Gilman scholarship awarded to fourteen

International study abroad scholarship allows students to go overseas.

The Benjamin A. Gilman International Scholarship was recently awarded to 14 Temple students, giving them the opportunity to study throughout the world.

Eight recipients will be studying away this fall in Rome, Japan, the United Kingdom, Egypt, Denmark and France, according to the Office of Education Abroad and Overseas Campuses. The remaining students received scholarships for summer programs in India, Brazil, Jamaica and China.

Students who received the award talked about being overwhelmed when they found out that they had been selected for the scholarship.

“Winning the scholarship was a bit unexpected,”  senior sociology major Candace Copio said. “I was confident in my application and I put a lot of effort to make my essay stand out. However, I was made aware that the Gilman is a very prestigious scholarship. I researched the list of students who had received the awards the previous summer of 2011 — many came from Ivy League and other well-respected universities across the nation. I am grateful to be recognized and rewarded for my work.”

“There was a relief that washed over me when I found out I won the scholarship. It was a great feeling to know that all that hard work I had put into it was worth it and now I could afford the trip to India,” senior biological anthropology major Rica Perez said.

According to the scholarship’s website, it is awarded mainly to students who are not typically represented in study abroad programs, including students with financial need, students with disabilities, those pursuing careers in science and engineering and students with diverse ethnic backgrounds.

The average scholarship awarded is approximately $4,000 and is given to more than 2,300 students across the country.

Students must meet a certain criteria to be considered for the scholarship. Students must receive a Federal Pell Grant, already be accepted into a study abroad program and plan to study for at least four weeks in one country — not including Cuba or any country on the Department of State’s Travel Warning list.

For recipients like Dominique Moore who studied in Brazil, the scholarship allowed an opportunity to do something that didn’t seem possible.

“It felt as if it were the key that opened the door to limitless possibilities,” Moore, an English alumna, said. “Prior to getting accepted into the program and awarded the scholarship, I have never fathomed having the opportunity to study abroad. Thus, this enabled me to create a dream and then actually see it to fruition.”

Moore also described her time abroad, visiting Brazil’s rich culture, thanks in part to the Gilman Scholarship.

“I learned a lot about myself and most importantly the world that I live in. While there, I learned Portuguese and studied Afro-Brazilian culture and pop music,” Moore said.

Others talked about their time away and the experience they took from studying abroad.

“I ended up in Dhrangadhra, India, and it was an amazing experience,” Perez said. “It was like no place I had ever been and the life was much simpler and slower, being that it was a small town and the people were helpful and sweet.”

Petra Brayo, a senior neuorscience major, added that being abroad in Denmark was a learning experience in how other cultures act.

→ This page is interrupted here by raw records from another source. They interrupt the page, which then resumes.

PR #1564, opened 2022-09-25
Fix build scripts targeting the wrong architecture

dae:
PR #1081 started passing CFLAGS to build scripts, which cargo does too. But unfortunately Bazel's cpp toolchain adds an explicit target to the CFLAGS it provides, and that target uses the host platform instead of the target platform. When building a crate like zstd on a Mac with iOS as the target, this ends up in the crate being built for macOS instead of iOS.


illicitonion (changes requested):
Thanks for the PR! Is this specific to a particular toolchain you're using? It'd be great to add a test for this (as I can see breaking it in the future), but I don't think we currently have any tests using a custom toolchain... We _do_ have an example which builds an iOS app on macos on CI, which is currently passing, though...

dae:
I've added a small check for this to the examples/ios folder - if the first commit is reverted, the test will fail. Note it only affects build scripts that compile C(PP) code, such as blake3/zstd.

illicitonion:
Thanks! Sorry, I meant an end-to-end example, rather than a targeted unit test - could we e.g. add a `zstd` dependency to the example iOS app? Presumably this should fail to build without your change (hence the need for the change)?

dae:
I've spent about 3 hours trying to get an end-to-end example based on crates_universe working, but don't understand why the library is not available to the sh_test(). Any help would be appreciated.

dae:
Ok, finally figured it out - had to use a filegroup due to https://github.com/bazelbuild/bazel/issues/4519.

illicitonion (approved):
Thanks!

duarten:
This PR breaks toolchains that set CFLAGS and do expect it to work. For example, I have a zig toolchain set up, which I'm using for cross compilation. I need to set the target when creating the `cc_toolchain_config_info`, so it correctly flows to the zig binary when invoked by bazel.

illicitonion:
@duarten Sorry for the breakage! Do you have a test-case you could supply to repro the issue?

When to forward what things from the toolchain is a bit of an awkward dance (which is why @dae added a test-case for the iOS case) - it'd be great to get better coverage here to help us work out exactly when we should/shouldn't be forwarding what - particularly, that would help us to highlight an iOS toolchain bug.

duarten:
I pushed a repro [here](https://github.com/duarten/repro-cflags). To repro, run `bazel build //...`.

It contains a rust program that's using ring. Ring attempts to compile a file in arm assembly, which will immediately cause a build failure. I'm using zig for cross compilation, and I need the `-target` in the cflags to inform zig of the target architecture. Since that switch is being omitted, zig is instructed to compile the assembly file for the exec target, which fails.

illicitonion:
@duarten Thanks for the repro, it's been incredibly useful! I've opened https://github.com/bazelbuild/rules_rust/pull/1663 and asked for some feedback from our Rust+iOS expert in working out exactly what else we need to do to resolve this.

duarten:
Thanks @illicitonion! :)

PR #1566, opened 2022-09-27
process_wrapper: print line on error to parse message as json

krasimirgg:

This is helpful to debug errors when pipelining is involved.

Example error I was hitting:
JsonParseError { msg: "Unexpected character 'l' while parsing 'false'", line: 1, col: 3 } With this change the error includes:
thread 'main' panicked at 'process wrapper error: expected json messages
in pipeline mode while parsing: "fatal runtime error: Rust cannot catch foreign exceptions\n"


bsilver8192:
+1 for this being helpful. However, I ran into it in the copy a few lines down in `stop_on_rmeta_completion`, could you change that one too?

krasimirgg:
> +1 for this being helpful. However, I ran into it in the copy a few lines down in `stop_on_rmeta_completion`, could you change that one too?

Thanks! Done.

scentini (approved):

bsilver8192 (approved):

PR #1569, opened 2022-09-29
Keep transitive linkargs when linking inline rust_test.

mickeyh:
I've locally confirmed that this fixes the issue I observed (for a single instance of this bug).


mickeyh:
Hmmm I prefer not to attach an email to my Github profile, so I cannot sign the CLA. Perhaps someone else can pick up this change (I would prefer if it can be upstreamed)

scentini:
Hey @mickeyh, thanks for the contribution! The changes look good to me; I'd also like to see a test for this before approving.

Not signing the CLA however means that we can neither merge your PR, nor make use of your work when fixing the issue at hand, so I'm going to close it for now. I'll try go get to fixing the issue soon, if noone else volunteers.

PR #1575, opened 2022-10-01
Fixes crates_vendor labels in remote mode when used from the root workspace

### LINKED ISSUE #1514: `crates_vendor` in remote mode uses incorrect labels when used from the root workspace
Note: this is a different problem than #1341.

When using crates_vendor in remote mode from the root workspace, incorrect labels are used in the `defs.bzl` and `crates.bzl` generated files. Here are two examples:

defs.bzl:

```
maybe(
    http_archive,
    name = "crates__log-0.4.17",
    sha256 = "abb12e687cfb44aa40f41fc3978ef76448f9b6038cad6aef4259d3c095a2382e",
    type = "tar.gz",
    urls = ["https://crates.io/api/v1/crates/log/0.4.17/download"],
    strip_prefix = "log-0.4.17",
    build_file = Label("@__main__//third_party/crates:BUILD.log-0.4.17.bazel"),
)
```

crates.bzl:

```
load("@__main__//third_party/crates:defs.bzl", _crate_repositories = "crate_repositories")

def crate_repositories():
    maybe(
        crates_vendor_remote_repository,
        name = "crates",
        build_file = Label("@__main__//third_party/crates:BUILD.bazel"),
        defs_module = Label("@__main__//third_party/crates:defs.bzl"),
    )

    _crate_repositories()
```

Something like the following fixes things for me locally:

```diff
diff --git a/crate_universe/private/crates_vendor.bzl b/crate_universe/private/crates_vendor.bzl
index 021ffc3b..f766d92e 100644
--- a/crate_universe/private/crates_vendor.bzl
+++ b/crate_universe/private/crates_vendor.bzl
@@ -130,24 +130,43 @@ def _write_config_file(ctx):
     output_pkg = _get_output_package(ctx)
 
     if ctx.attr.mode == "local":
-        build_file_base_template = "@{}//{}/{{name}}-{{version}}:BUILD.bazel"
+        build_file_template = "@{}//{}/{{name}}-{{version}}:BUILD.bazel".format(
+            ctx.workspace_name,
+            output_pkg
+        )
+
         crate_label_template = "//{}/{{name}}-{{version}}:{{target}}".format(
             output_pkg,
         )
-    else:
-        build_file_base_template = "@{}//{}:BUILD.{{name}}-{{version}}.bazel"
-        crate_label_template = rendering_config["crate_label_template"]
 
-    rendering_config.update({
-        "build_file_template": build_file_base_template.format(
+        crates_module_template = "@{}//{}:{{file}}".format(
             ctx.workspace_name,
             output_pkg,
-        ),
-        "crate_label_template": crate_label_template,
-        "crates_module_template": "@{}//{}:{{file}}".format(
+        )
+    elif ctx.workspace_name != '__main__':
+        build_file_template = "@{}//{}:BUILD.{{name}}-{{version}}.bazel".format(
+            ctx.workspace_name,
+            output_pkg
+        )
+
+        crate_label_template = rendering_config["crate_label_template"]
+
+        crates_module_template = "@{}//{}:{{file}}".format(
             ctx.workspace_name,
             output_pkg,
-        ),
+        )
+    else:
+        build_file_template = "//{}:BUILD.{{name}}-{{version}}.bazel".format(
+            output_pkg
+        )
+
+        crate_label_template = rendering_config["crate_label_template"]
+        crates_module_template = "//{}:{{file}}".format(output_pkg)
+
+    rendering_config.update({
+        "build_file_template": build_file_template,
+        "crate_label_template": crate_label_template,
+        "crates_module_template": crates_module_template,
         "vendor_mode": ctx.attr.mode,
     })
```

csmulhern:
Fixes #1514.


crate_universe/private/crates_vendor.bzl
```diff
@@ -129,23 +129,27 @@ def _write_config_file(ctx):
 
     output_pkg = _get_output_package(ctx)
 
+    label_prefix = ""
+    if ctx.workspace_name != "__main__":
```
UebelAndre, line 133: When would the workspace name ever be `__main__`? Isn't that a user's decision?

UebelAndre (changes requested):

crate_universe/private/crates_vendor.bzl
csmulhern: __main__ is the `workspace_name` value for the “main” repository (i.e. a non-external repository). Labels for the current repository are referred to with `//path/…`. Labels for an external repository are referred to with `@<workspace_name>//path/…`. Labels for the main repository are referred to with `@//path/…`. The issue here is that the existing code can only generate correct labels for targets in an external repository. If the repository where the aliases are being generated is the main repository, the labels should be of the form `@//path/…` or `//path/…`. `__main__` is simply a hardcoded workspace_name value within Bazel that’s used as a placeholder value for the main repository. It cannot be used in labels to refer to targets in the main repository.

UebelAndre: If I print add `print(ctx.workspace_name)` in a rule in this repo, I get:
```
DEBUG: /Users/user/Code/rules_rust/rust/private/rust.bzl:336:10: rules_rust
```

I've never seen `__main__` before as a unique value. Would that be related to [bzlmod](https://bazel.build/build/bzlmod)?

UebelAndre (changes requested):

crate_universe/private/crates_vendor.bzl
csmulhern: No, not related to bzlmod. I believe you see rules_rust rather than the placeholder because you explicitly name your workspace. See: https://github.com/bazelbuild/rules_rust/blob/7ffe0a5556a35f8c11bf9a9ae8bc4020dd44ea13/WORKSPACE.bazel#L1.

csmulhern: This is also the name that is used by bazel for the repo within the output base. External repositories are at `external/@<name>`. The "main" repository is at `execroot/<name>`, or if there is no name, `execroot/__main__`. I believe external repositories must have a name, because the only way to add them to a non-external repository is to use a rule that requires a name to be specified.

UebelAndre: Ah, so this feature is for cases where the workspace is **not** named? Does `@//path` **always** refer to the root/main workspace? For some reason I thought that would expand to `@external_workspace//path` if it was loaded from `external_workspace`.

UebelAndre (changes requested):

crate_universe/private/crates_vendor.bzl
csmulhern: A quick search (https://grep.app/search?q=__main__&filter[repo][0]=bazelbuild/bazel) shows some hits within documentation inside bazel that refer to `__main__` as the "default workspace name".

I suppose the implication here is... when the "main workspace" has been given a name (e.g. "rules_rust"), can you refer to targets within it with labels of the form: "@rules_rust//...". In that case, this change would be sufficient (we can optionally use `@//` labels when the workspace name is `__main__` as well, to be a little more standard). If that's not the case, we need a better check than `workspace_name == "__main__"`.

csmulhern: From some quick testing, it looks like `@rules_rust//...` is acceptable.

> Ah, so this feature is for cases where the workspace is **not** named? Does `@//path` **always** refer to the root/main workspace? For some reason I thought that would expand to `@external_workspace//path` if it was loaded from `external_workspace`.

From my understanding, yes.

See: https://bazel.build/concepts/labels.

> Labels starting with @// are references to the main repository, which will still work even from external repositories.

UebelAndre: I think accounting for the case where a workspace is unnamed is good. I don't think we should replace the use of `@<workspace_name>//` with `@//` since that breaks the ability to vendor crates for use **as** an external repository. Take `rules_rust` as an example, we have the `cargo_bazel` binary which runs in workspaces that consume `rules_rust`. When users add the following to their WORKSPACE file:
```starlark

crate_universe_dependencies()
```

The repositories created there should use build files specifically from `@rules_rust//crate_universe/3rdparty/...` But if the files were rendered as `@//crate_universe/3rdparty/...`, that'd break the external dependencies... Right?

UebelAndre (changes requested):

crate_universe/private/crates_vendor.bzl
csmulhern: I see your point.

In this case, the `workspace_name` would be `rules_rust`, and so the files would continue to be rendered with labels of the form `@rules_rust//crate_universe/3rdparty/...`.

The heart of the problem is that the labels in crates.bzl / defs.bzl in the repository need to work regardless of if they are referenced within the workspace, or as an external repository.

Note: Is it possible that there is a disconnect between the workspace name used to generate these files (e.g. the workspace name specified in WORKSPACE.bazel), and the workspace name when this workspace is imported as an external repository (e.g. when importing rules_rust via `http_archive`, I give it a different name). I'm guessing if this is possible, than this configuration would just be broken across the board and thus not supported.

Cases:

1) The workspace is named (e.g. `rules_rust`), the labels use the workspace name (e.g. `@rules_rust//...`), and the macros are consumed from **within** the workspace.

This is supported today, and will continue to function with this change.

2) The workspace is named (e.g. `rules_rust`), the labels use the workspace name (e.g. `@rules_rust//...`), and the macros are consumed from **outside** the workspace.

This is supported today, and will continue to function with this change.

3) The workspace is unnamed (so has the default name `__main__`), the labels use the workspace name (e.g. `@//...`), and the macros are consumed from **within** the workspace.

This is not the case today. Instead, the labels generated are of the form `@//__main__//...` and bazel complains upon parsing them. This change makes this use case supported.

3) The workspace is unnamed (so has the default name `__main__`), the labels use the workspace name (e.g. `@//...`), and the macros are consumed from **outside** the workspace.

This scenario would not work, as `@//` would refer to the "main" repository, rather than the workspace containing the rules. However, I don't think this scenario is possible. I don't think you could have an unnamed workspace that is also an external repository.

crate_universe/private/crates_vendor.bzl
```diff
@@ -129,6 +129,10 @@ def _write_config_file(ctx):
 
     output_pkg = _get_output_package(ctx)
 
+    workspace_name = ""
```
UebelAndre, line 132: Minor nit: Could this instead be
```suggestion
    workspace_name = ctx.workspace_name
    if workspace_name == "__main__":
        workspace_name = ""
```

crate_universe/private/crates_vendor.bzl
UebelAndre: That all sounds good to me, thanks for breaking everything down for me!

UebelAndre (changes requested):
One minor nit but otherwise looks good to me!

crate_universe/private/crates_vendor.bzl
csmulhern: Done.

UebelAndre (approved):
Thank for working on this!

csmulhern:
No worries. Does CI have good coverage of all the crates_universe configurations? I have done some manual testing, but cannot be sure I've covered all scenarios.

UebelAndre:
> No worries. Does CI have good coverage of all the crates_universe configurations? I have done some manual testing, but cannot be sure I've covered all scenarios.

You would likely need to make an example workspace to test this. If you wanted to add a test you could add a similar CI job to:
https://github.com/bazelbuild/rules_rust/blob/da3d522d59becbec5697dac0b2aa39890656ed4b/.bazelci/presubmit.yml#L318-L327

From there you'd make a new workspace in `examples/crate_universe_unnamed` or something where `crate_vendor` would be run and some rust_test run to demonstrate code could be correctly downloaded, built, and run.

csmulhern:
I've added crate_universe_unnamed. An example unnamed workspace that copies the vendor_remote_manifests and vendor_remote_pkgs examples. Tests of these examples have been added to the GitHub actions presubmit. Let me know your thoughts.

csmulhern:
The duplication is unfortunate.

UebelAndre:
> The duplication is unfortunate.

Unfortunate indeed. I can see what I can do about cleaning this up.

“I am now in Copenhagen, Denmark, and it is interesting,” Brayo said. “There are similarities to back home, but the Danish culture is really different. It all comes down to the Danish notions of a welfare nation-state. There this sense that every piece of the land belongs to everyone, so you have the duty to keep it clean and safe.”

While most students emphasized the experience they got out of studying abroad, Moore said that there should be no excuse for not getting out and trying to study abroad.

“Most importantly, if you want to study abroad, the best way to do it is to just do it,” Moore said. “Don’t allow obstacles to be factors as to why you don’t do it.”